Das Cartas de São Leão Magno, papa
(Epist. 28, ad Flavianum,3-4: PL 54,763-767)     (Séc.V)
O sacramento da nossa reconciliação

A humildade foi assumida pela majestade, a fraqueza, pela força, a mortalidade, pela
eternidade. Para saldar a dívida de nossa condição humana, a natureza impassível uniu-se à
natureza passível. Deste modo, como convinha à nossa recuperação, o único mediador entre
Deus e os homens, o homem Jesus Cristo, podia submeter-se à morte através de sua natureza humana e permanecer imune em sua natureza divina.

Por conseguinte, numa natureza perfeita e integral de verdadeiro homem, nasceu o verdadeiro Deus, perfeito na sua divindade, perfeito na nossa humanidade. Por “nossa humanidade” queremos significar a natureza que o Criador desde o início formou em nós, e que assumiu para renová-la.

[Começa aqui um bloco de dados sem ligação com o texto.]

PR #202, opened 2021-11-08
Schedule namespaces and all resources in them to clusters

imjasonh:
This does not yet include:

- syncer transforming namespace names when applying to physical clusters (probably in another more syncer-focused PR)

### DIFF
--- a/pkg/gvk/gvk.go
+++ b/pkg/gvk/gvk.go
@@ -1,0 +1,50 @@
+/*
+Copyright 2021 The KCP Authors.
+
+Licensed under the Apache License, Version 2.0 (the "License");
+you may not use this file except in compliance with the License.
+You may obtain a copy of the License at
+
+    http://www.apache.org/licenses/LICENSE-2.0
+
+Unless required by applicable law or agreed to in writing, software
+distributed under the License is distributed on an "AS IS" BASIS,
+WITHOUT WARRANTIES OR CONDITIONS OF ANY KIND, either express or implied.
+See the License for the specific language governing permissions and
+limitations under the License.
+*/
+
+package gvk
+
+import (
+	"k8s.io/apimachinery/pkg/runtime/schema"
+	"k8s.io/client-go/discovery"
+	"k8s.io/client-go/discovery/cached/memory"
+	"k8s.io/client-go/rest"
+	"k8s.io/client-go/restmapper"
+)
+
+// GVKTranslator translates a given GroupVersionKind into a
+// GroupVersionResource, using a RESTMapper.
+type GVKTranslator struct {
+	m *restmapper.DeferredDiscoveryRESTMapper
+}
+
+// NewGVKTranslator returns a GVKTranslator that can translate a given
+// GroupVersionKind into the corresponding GroupVersionResource, using a
+// RESTMapper.
+func NewGVKTranslator(cfg *rest.Config) *GVKTranslator {
+	return &GVKTranslator{m: restmapper.NewDeferredDiscoveryRESTMapper(
+		memory.NewMemCacheClient(
+			discovery.NewDiscoveryClientForConfigOrDie(cfg)))}
+}
+
+// Get returns the corresponding GroupVersionResource for the given
+// GroupVersionKind.
+func (t *GVKTranslator) Get(gvk *schema.GroupVersionKind) (*schema.GroupVersionResource, error) {
+	m, err := t.m.RESTMapping(gvk.GroupKind(), gvk.Version)
+	if err != nil {
+		return nil, err
+	}
+	return &m.Resource, nil
+}
--- a/pkg/informer/informer.go
+++ b/pkg/informer/informer.go
@@ -1,0 +1,217 @@
+/*
+Copyright 2021 The KCP Authors.
+
+Licensed under the Apache License, Version 2.0 (the "License");
+you may not use this file except in compliance with the License.
+You may obtain a copy of the License at
+
+    http://www.apache.org/licenses/LICENSE-2.0
+
+Unless required by applicable law or agreed to in writing, software
+distributed under the License is distributed on an "AS IS" BASIS,
+WITHOUT WARRANTIES OR CONDITIONS OF ANY KIND, either express or implied.
+See the License for the specific language governing permissions and
+limitations under the License.
+*/
+
+package informer
+
+import (
+	"context"
+	"fmt"
+	"strings"
+	"sync"
+	"time"
+
+	"go.uber.org/multierr"
+
+	"k8s.io/apimachinery/pkg/runtime/schema"
+	"k8s.io/apimachinery/pkg/util/sets"
+	"k8s.io/client-go/discovery"
+	"k8s.io/client-go/dynamic"
+	"k8s.io/client-go/dynamic/dynamicinformer"
+	"k8s.io/client-go/tools/cache"
+	"k8s.io/klog/v2"
+)
+
+const (
+	resyncPeriod   = 10 * time.Hour
+	pollTypesEvery = time.Minute
+)
+
+// DynamicDiscoverySharedInformerFactory is a SharedInformerFactory that
+// dynamically discovers new types and begins informing on them.
+type DynamicDiscoverySharedInformerFactory struct {
+	disco      *discovery.DiscoveryClient
+	dsif       dynamicinformer.DynamicSharedInformerFactory
+	handler    GVREventHandler
+	filterFunc func(interface{}) bool
+
+	mu   sync.Mutex // guards gvrs
+	gvrs sets.String
+}
+
+// IndexerFor returns the indexer for the given type GVR.
+func (d *DynamicDiscoverySharedInformerFactory) IndexerFor(gvr schema.GroupVersionResource) cache.Indexer {
+	return d.dsif.ForResource(gvr).Informer().GetIndexer()
+}
+
+// Listers returns a map of per-resource-type listers for all types that are
+// known by this informer factory, and that are synced.
+//
+// If any informers aren't synced, their GVRs are returned so that they can be
+// checked and processed later.
+func (d *DynamicDiscoverySharedInformerFactory) Listers() (listers map[schema.GroupVersionResource]cache.GenericLister, notSynced []schema.GroupVersionResource) {
+	listers = map[schema.GroupVersionResource]cache.GenericLister{}
+
+	for _, gvrstr := range d.gvrs.UnsortedList() {
+		gvr, _ := schema.ParseResourceArg(gvrstr)
+		if gvr == nil {
+			klog.Errorf("parsing GVR string %q", gvrstr)
+			continue
+		}
+
+		if !d.dsif.ForResource(*gvr).Informer().HasSynced() {
+			notSynced = append(notSynced, *gvr)
+			continue
+		}
+
+		listers[*gvr] = d.dsif.ForResource(*gvr).Lister()
+	}
+	return listers, notSynced
+}
+
+// NewDynamicDiscoverySharedInformerFactory returns a factory for shared
+// informers that discovers new types and informs on updates to resources of
+// those types.
+func NewDynamicDiscoverySharedInformerFactory(
+	disco *discovery.DiscoveryClient,
+	dynClient dynamic.Interface,
+	filterFunc func(obj interface{}) bool,
+	handler GVREventHandler) DynamicDiscoverySharedInformerFactory {
+	dsif := dynamicinformer.NewDynamicSharedInformerFactory(dynClient, resyncPeriod)
+	return DynamicDiscoverySharedInformerFactory{
+		disco:      disco,
+		dsif:       dsif,
+		handler:    handler,
+		filterFunc: filterFunc,
+		gvrs:       sets.NewString(),
+	}
+}
+
+// GVREventHandler is an event handler that includes the GroupVersionResource
+// of the resource being handled.
+type GVREventHandler interface {
+	OnAdd(gvr schema.GroupVersionResource, obj interface{})
+	OnUpdate(gvr schema.GroupVersionResource, oldObj, newObj interface{})
+	OnDelete(gvr schema.GroupVersionResource, obj interface{})
+}
+
+type GVREventHandlerFuncs struct {
+	AddFunc    func(gvr schema.GroupVersionResource, obj interface{})
+	UpdateFunc func(gvr schema.GroupVersionResource, oldObj, newObj interface{})
+	DeleteFunc func(gvr schema.GroupVersionResource, obj interface{})
+}
+
+func (g GVREventHandlerFuncs) OnAdd(gvr schema.GroupVersionResource, obj interface{}) {
+	if g.AddFunc != nil {
+		g.AddFunc(gvr, obj)
+	}
+}
+func (g GVREventHandlerFuncs) OnUpdate(gvr schema.GroupVersionResource, oldObj, newObj interface{}) {
+	if g.UpdateFunc != nil {
+		g.UpdateFunc(gvr, oldObj, newObj)
+	}
+}
+func (g GVREventHandlerFuncs) OnDelete(gvr schema.GroupVersionResource, obj interface{}) {
+	if g.DeleteFunc != nil {
+		g.DeleteFunc(gvr, obj)
+	}
+}
+
+func (d *DynamicDiscoverySharedInformerFactory) Start(ctx context.Context) {
+	// Immediately discover types and start informing.
+	// TODO: Feed any failure to discover types into /readyz, instead of
+	// panicking.
+	if err := d.discoverTypes(ctx); err != nil {
+		klog.Fatalf("Error discovering initial types: %v", err)
+	}
+
+	// Poll for new types in the background.
+	ticker := time.NewTicker(pollTypesEvery)
+	go func() {
+		for {
+			select {
+			case <-ctx.Done():
+				ticker.Stop()
+				return
+			case <-ticker.C:
+				if err := d.discoverTypes(ctx); err != nil {
+					klog.Errorf("Error discovering types: %v", err)
+				}
+			}
+		}
+	}()
+}
+
+func (d *DynamicDiscoverySharedInformerFactory) discoverTypes(ctx context.Context) error {
+	d.mu.Lock()
+	defer d.mu.Unlock()
+
+	latest := sets.NewString()
+	rs, err := d.disco.ServerPreferredResources()
+	if err != nil {
+		return err
+	}
+	for _, r := range rs {
+		gv, err := schema.ParseGroupVersion(r.GroupVersion)
+		if err != nil {
+			return err
+		}
+		for _, ai := range r.APIResources {
+			if strings.Contains(ai.Name, "/") {
+				// foo/status, pods/exec, namespace/finalize, etc.
+				continue
+			}
+			if !ai.Namespaced {
+				// Ignore cluster-scoped things.
+				continue
+			}
+			if !sets.NewString([]string(ai.Verbs)...).HasAll("list", "watch") {
+				klog.V(2).Infof("resource %s.%s %s is not list+watchable: %v", gv.Group, gv.Version, ai.Name, ai.Verbs)
+				continue
+			}
+
+			latest.Insert(strings.Join([]string{ai.Name, gv.Version, gv.Group}, "."))
+		}
+	}
+
+	// Set up informers for any new types that have been discovered.
+	// TODO: Stop informers for types we no longer have.
+	newGVRs := latest.Difference(d.gvrs)
+	var merr error
+	for _, gvrstr := range newGVRs.UnsortedList() {
+		gvr, _ := schema.ParseResourceArg(gvrstr)
+		if gvr == nil {
+			multierr.AppendInto(&merr, fmt.Errorf("parsing GVR string %q: %w", gvrstr, err))
+			continue
+		}
+
+		inf := d.dsif.ForResource(*gvr).Informer()
+		inf.AddEventHandler(cache.FilteringResourceEventHandler{
+			FilterFunc: d.filterFunc,
+			Handler: cache.ResourceEventHandlerFuncs{
+				AddFunc:    func(obj interface{}) { d.handler.OnAdd(*gvr, obj) },
+				UpdateFunc: func(oldObj, newObj interface{}) { d.handler.OnUpdate(*gvr, oldObj, newObj) },
+				DeleteFunc: func(obj interface{}) { d.handler.OnDelete(*gvr, obj) },
+			},
+		})
+		go inf.Run(ctx.Done())
+	}
+	if merr != nil {
+		return merr
+	}
+
+	d.gvrs = latest
+	return nil
+}
--- a/pkg/reconciler/namespace/controller.go
+++ b/pkg/reconciler/namespace/controller.go
@@ -1,0 +1,415 @@
+/*
+Copyright 2021 The KCP Authors.
+
+Licensed under the Apache License, Version 2.0 (the "License");
+you may not use this file except in compliance with the License.
+You may obtain a copy of the License at
+
+    http://www.apache.org/licenses/LICENSE-2.0
+
+Unless required by applicable law or agreed to in writing, software
+distributed under the License is distributed on an "AS IS" BASIS,
+WITHOUT WARRANTIES OR CONDITIONS OF ANY KIND, either express or implied.
+See the License for the specific language governing permissions and
+limitations under the License.
+*/
+
+package namespace
+
+import (
+	"context"
+	"fmt"
+	"strings"
+	"time"
+
+	k8serrors "k8s.io/apimachinery/pkg/api/errors"
+	"k8s.io/apimachinery/pkg/apis/meta/v1/unstructured"
+	"k8s.io/apimachinery/pkg/runtime/schema"
+	"k8s.io/apimachinery/pkg/util/runtime"
+	"k8s.io/apimachinery/pkg/util/sets"
+	"k8s.io/apimachinery/pkg/util/wait"
+	"k8s.io/client-go/discovery"
+	"k8s.io/client-go/dynamic"
+	coreinformers "k8s.io/client-go/informers/core/v1"
+	coreclient "k8s.io/client-go/kubernetes/typed/core/v1"
+	corelisters "k8s.io/client-go/listers/core/v1"
+	"k8s.io/client-go/tools/cache"
+	"k8s.io/client-go/tools/clusters"
+	"k8s.io/client-go/util/workqueue"
+	"k8s.io/klog/v2"
+
+	clusterinformer "github.com/kcp-dev/kcp/pkg/client/informers/externalversions/cluster/v1alpha1"
+	clusterlisters "github.com/kcp-dev/kcp/pkg/client/listers/cluster/v1alpha1"
+	"github.com/kcp-dev/kcp/pkg/gvk"
+	"github.com/kcp-dev/kcp/pkg/informer"
+)
+
+const controllerName = "namespace-scheduler"
+
+// NewController returns a new Controller which schedules namespaced resources to a Cluster.
+func NewController(
+	dynClient dynamic.Interface,
+	disco *discovery.DiscoveryClient,
+	clusterInformer clusterinformer.ClusterInformer,
+	clusterLister clusterlisters.ClusterLister,
+	namespaceInformer coreinformers.NamespaceInformer,
+	namespaceLister corelisters.NamespaceLister,
+	namespaceClient coreclient.NamespaceInterface,
+	gvkTrans *gvk.GVKTranslator,
+) *Controller {
+
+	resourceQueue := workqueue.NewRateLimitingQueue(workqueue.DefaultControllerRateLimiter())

Mas daquelas coisas que o Sedutor trouxe, e o homem enganado aceitou, não há nenhum
vestígio no Salvador; nem pelo fato de se ter irmanado na comunhão da fragilidade humana,
tornou-se participante dos nossos delitos. 
Assumiu a condição de escravo, sem mancha de pecado, engrandecendo o humano, sem
diminuir o divino. Porque o aniquilamento, pelo qual o invisível se tornou visível, e o Criador
de tudo quis ser um dos mortais, foi uma condescendência da sua misericórdia, não uma falha do seu poder. Por conseguinte, aquele que, na sua condição divina se fez homem, assumindo a condição de escravo, se fez homem.

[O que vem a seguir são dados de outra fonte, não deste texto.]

PR #203, opened 2021-11-09
Refactor server run

ncdc:
Simplify etcd Server Run() so it returns the client info instead of taking in a run func.

Replace the runFunc with inline code.

Create clients and shared informer factories higher in the stack so they can be shared by multiple controllers.

Plumb the context's Done channel to as many places as possible.

### DIFF
--- a/cmd/cluster-controller/main.go
+++ b/cmd/cluster-controller/main.go
@@ -114,8 +114,8 @@ func main() {
 	crdSharedInformerFactory.Start(ctx.Done())
 	crdSharedInformerFactory.WaitForCacheSync(ctx.Done())
 
-	clusterController.Start(numThreads, ctx.Done())
-	apiresourceController.Start(2, ctx.Done())
+	clusterController.Start(ctx, numThreads)
+	apiresourceController.Start(ctx, 2)
 
 	<-ctx.Done()
 }
--- a/cmd/cluster-controller/main.go
+++ b/cmd/cluster-controller/main.go
@@ -1,20 +1,30 @@
 package main
 
 import (
+	"context"
 	"flag"
 	"os"
 	"os/signal"
-	"syscall"
+	"time"
 
+	apiextensionsclient "k8s.io/apiextensions-apiserver/pkg/client/clientset/clientset"
+	typedapiextensions "k8s.io/apiextensions-apiserver/pkg/client/clientset/clientset/typed/apiextensions/v1"
+	crdexternalversions "k8s.io/apiextensions-apiserver/pkg/client/informers/externalversions"
+	"k8s.io/client-go/discovery"
 	"k8s.io/client-go/tools/clientcmd"
 	"k8s.io/klog"
 	"k8s.io/kubernetes/pkg/genericcontrolplane/clientutils"
 
+	kcpclient "github.com/kcp-dev/kcp/pkg/client/clientset/versioned"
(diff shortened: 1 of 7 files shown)


imjasonh (approved):

stevekuznetsov (approved):
Seems reasonable to me

ncdc:
Just pushed a new commit that further refactors by creating clients and shared informers higher so they can be shared by multiple controllers. There's probably still some more cleanup that could be done, but this seems like a good start. I'm also plumbing through context's Done channel to more places.

pkg/reconciler/apiresource/controller.go
```diff
@@ -21,56 +21,59 @@ import (
...
 const clusterNameAndGVRIndexName = "clusterNameAndGVR"
 
 func GetClusterNameAndGVRIndexKey(clusterName string, gvr metav1.GroupVersionResource) string {
 	return clusterName + "$" + gvr.String()
 }
 
-func NewController(cfg *rest.Config, autoPublishNegotiatedAPIResource bool) (*Controller, error) {
-	apiresourceClient := typedapiresource.NewForConfigOrDie(cfg)
+func NewController(
+	apiResourceClient typedapiresource.ApiresourceV1alpha1Interface,
```
stevekuznetsov, line 50: If we keep passing in the `*rest.Config` it would help my refactor be much smaller, since cluster-aware clientsets do not exist in your version of `kubernetes`, but they do in mine, and we need to use those in the controller

cmd/cluster-controller/main.go
```diff
@@ -61,27 +72,50 @@ func main() {
...
-		apiresourceController.Stop()
-	}()
+	kcpSharedInformerFactory.Start(ctx.Done())
+	kcpSharedInformerFactory.WaitForCacheSync(ctx.Done())
+
+	crdSharedInformerFactory.Start(ctx.Done())
+	crdSharedInformerFactory.WaitForCacheSync(ctx.Done())
+
+	clusterController.Start(numThreads, ctx.Done())
+	apiresourceController.Start(2, ctx.Done())
```
imjasonh, line 118: If these took a ctx as well we could pipe that down through to [`process`](https://github.com/kcp-dev/kcp/blob/8522a6b6b42151540f54dfb16c3014445d7f798c/pkg/reconciler/cluster/controller.go#L265) and into [`reconcile`](https://github.com/kcp-dev/kcp/blob/8522a6b6b42151540f54dfb16c3014445d7f798c/pkg/reconciler/cluster/cluster.go#L26), instead of having [`context.TODO()`s](https://github.com/kcp-dev/kcp/blob/8522a6b6b42151540f54dfb16c3014445d7f798c/pkg/reconciler/cluster/controller.go#L278). WDYT?

ncdc: Yes yes yes! Thanks, I'll make that change too.

pkg/reconciler/apiresource/controller.go
ncdc: Will adjust to passing in a clientset instead of typed clients. Large discussion here: https://kubernetes.slack.com/archives/C021U8WSAFK/p1636461810203200. Can adjust later if needed.

cmd/cluster-controller/main.go
ncdc: Implemented everywhere I could do it easily. There's still a couple context.TODOs left, but can do in a follow-up.

imjasonh (approved):

PR #210, opened 2021-11-17
Use the correct ctx for MemberList

ncdc:
Use the passed in ctx for MemberList instead of context.Background() so
the MemberList call respects when the ctx is done (e.g. via ctrl-c).


stevekuznetsov:
LGTM, will merge on green tests

PR #212, opened 2021-11-17
Workspace Scheduling Controller

stevekuznetsov:

### DIFF
--- a/pkg/reconciler/workspace/controller.go
+++ b/pkg/reconciler/workspace/controller.go
@@ -1,0 +1,349 @@
+/*
+Copyright 2021 The KCP Authors.
+
+Licensed under the Apache License, Version 2.0 (the "License");
+you may not use this file except in compliance with the License.
+You may obtain a copy of the License at
+
+    http://www.apache.org/licenses/LICENSE-2.0
+
+Unless required by applicable law or agreed to in writing, software
+distributed under the License is distributed on an "AS IS" BASIS,
+WITHOUT WARRANTIES OR CONDITIONS OF ANY KIND, either express or implied.
+See the License for the specific language governing permissions and
+limitations under the License.
+*/
+
+package workspace
+
+import (
+	"context"
+	"encoding/json"
+	"fmt"
+	"time"
+
+	jsonpatch "github.com/evanphx/json-patch"
+
+	"k8s.io/apimachinery/pkg/api/equality"
+	"k8s.io/apimachinery/pkg/api/errors"
+	metav1 "k8s.io/apimachinery/pkg/apis/meta/v1"
+	"k8s.io/apimachinery/pkg/labels"
+	"k8s.io/apimachinery/pkg/types"
+	"k8s.io/apimachinery/pkg/util/rand"
+	"k8s.io/apimachinery/pkg/util/runtime"
+	"k8s.io/apimachinery/pkg/util/wait"
+	"k8s.io/client-go/tools/cache"
+	"k8s.io/client-go/tools/clusters"
+	"k8s.io/client-go/util/workqueue"
+	"k8s.io/klog/v2"
+
+	"github.com/kcp-dev/kcp/pkg/apis/tenancy/helpers/conditions"
+	tenancyv1alpha1 "github.com/kcp-dev/kcp/pkg/apis/tenancy/v1alpha1"
+	kcpclient "github.com/kcp-dev/kcp/pkg/client/clientset/versioned"
+	tenancyinformer "github.com/kcp-dev/kcp/pkg/client/informers/externalversions/tenancy/v1alpha1"
+	tenancylister "github.com/kcp-dev/kcp/pkg/client/listers/tenancy/v1alpha1"
+)
+
+const (
+	currentShardIndex  = "shard"
+	unschedulableIndex = "unschedulable"
+	controllerName     = "workspace"
+)
+
+func NewController(
+	kcpClient kcpclient.ClusterInterface,
+	workspaceInformer tenancyinformer.WorkspaceInformer,
+	workspaceShardInformer tenancyinformer.WorkspaceShardInformer,
+) (*Controller, error) {
+	queue := workqueue.NewRateLimitingQueue(workqueue.DefaultControllerRateLimiter())
+
+	c := &Controller{
+		queue:                 queue,
+		kcpClient:             kcpClient,
+		workspaceIndexer:      workspaceInformer.Informer().GetIndexer(),
+		workspaceLister:       workspaceInformer.Lister(),
+		workspaceShardIndexer: workspaceShardInformer.Informer().GetIndexer(),
+		workspaceShardLister:  workspaceShardInformer.Lister(),
+		syncChecks: []cache.InformerSynced{
+			workspaceInformer.Informer().HasSynced,
+			workspaceShardInformer.Informer().HasSynced,
+		},
+	}
+
+	workspaceInformer.Informer().AddEventHandler(cache.ResourceEventHandlerFuncs{
+		AddFunc:    func(obj interface{}) { c.enqueue(obj) },
+		UpdateFunc: func(_, obj interface{}) { c.enqueue(obj) },
+	})
+	if err := c.workspaceIndexer.AddIndexers(map[string]cache.IndexFunc{
+		currentShardIndex: func(obj interface{}) ([]string, error) {
+			if workspace, ok := obj.(*tenancyv1alpha1.Workspace); ok {
+				return []string{workspace.Status.Location.Current}, nil
+			}
+			return []string{}, nil
+		},
+		unschedulableIndex: func(obj interface{}) ([]string, error) {
+			if workspace, ok := obj.(*tenancyv1alpha1.Workspace); ok {
+				if conditions.IsWorkspaceUnschedulable(workspace) {
+					return []string{"true"}, nil
+				}
+			}
+			return []string{}, nil
+		},
+	}); err != nil {
+		return nil, fmt.Errorf("failed to add indexer for Workspace: %w", err)
+	}
+
+	workspaceShardInformer.Informer().AddEventHandler(cache.ResourceEventHandlerFuncs{
+		AddFunc:    func(obj interface{}) { c.enqueueAddedShard(obj) },
+		DeleteFunc: func(obj interface{}) { c.enqueueDeletedShard(obj) },
+	})
+
+	return c, nil
+}
+
+// Controller watches Workspaces and WorkspaceShards in order to make sure every Workspace
+// is scheduled to a valid WorkspaceShard.
+type Controller struct {
+	queue workqueue.RateLimitingInterface
+
+	kcpClient        kcpclient.ClusterInterface
+	workspaceIndexer cache.Indexer
+	workspaceLister  tenancylister.WorkspaceLister
+
+	workspaceShardIndexer cache.Indexer
+	workspaceShardLister  tenancylister.WorkspaceShardLister
+
+	syncChecks []cache.InformerSynced
+}
+
+func (c *Controller) enqueue(obj interface{}) {
+	key, err := cache.MetaNamespaceKeyFunc(obj)
+	if err != nil {
+		runtime.HandleError(err)
+		return
+	}
+	klog.Infof("queueing workspace %q", key)
+	c.queue.Add(key)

Entrou, portanto, o Filho de Deus neste mundo tão pequeno, descendo do trono celeste, mas
sem deixar a glória do Pai; é gerado e nasce de modo totalmente novo. De modo novo porque, sendo invisível em si mesmo, torna-se visível como nós; incompreensível, quis ser
compreendido;existindo antes dos tempos, começou a existir no tempo. O Senhor do universo assume a condição de escravo, envolvendo em sombra a imensidão de sua majestade; o Deus impassível não recusou ser homem passível, o imortal submeteu-se às leis da morte.

 Aquele que é verdadeiro Deus, é também verdadeiro homem; e nesta unidade nada há de falso, porque nele é perfeita respectivamente tanto a humanidade do homem como a grandeza de Deus.

Nem Deus sofre mudança com esta condescendência da sua misericórdia nem o homem é
destruído com sua elevação a tão alta dignidade. Cada natureza realiza, em comunhão com a
outra, aquilo que lhe é próprio: o Verbo realiza o que é próprio do Verbo, e a carne realiza o que é próprio da carne.

A natureza divina resplandece nos milagres, a humana, sucumbe aos sofrimentos. E como o
Verbo não renuncia à igualdade da glória do Pai, também a carne não deixa a natureza de nossa raça.

É um só e o mesmo – não nos cansaremos de repetir – verdadeiro Filho de Deus e verdadeiro Filho do homem. É Deus, porque no princípio era o Verbo, e o Verbo estava com Deus: e o Verbo era Deus. É homem, porque o Verbo se fez carne e habitou entre nós (Jo 1,1.14).

Responsório Cf. Lc 1,31.42
R. Ó Virgem Maria, acolhei a Palavra
que Deus vos envia por meio do anjo:
sereis Mãe do Deus-Homem,
 * E sereis aclamada bendita
entre todas as mulheres da terra.  
V. Dareis, na verdade, à luz um Menino
e sereis sempre virgem, sereis Virgem-Mãe.
* E sereis aclamada.

Oração
Ó Deus, quisestes que vosso Verbo se fizesse homem no seio da Virgem Maria; dai-nos participar da divindade do nosso Redentor, que proclamamos verdadeiro Deus e verdadeiro homem. Por nosso Senhor Jesus Cristo, vosso Filho, na unidade do Espírito Santo.
Conclusão da Hora
V. Bendigamos ao Senhor.R. Graças a Deus.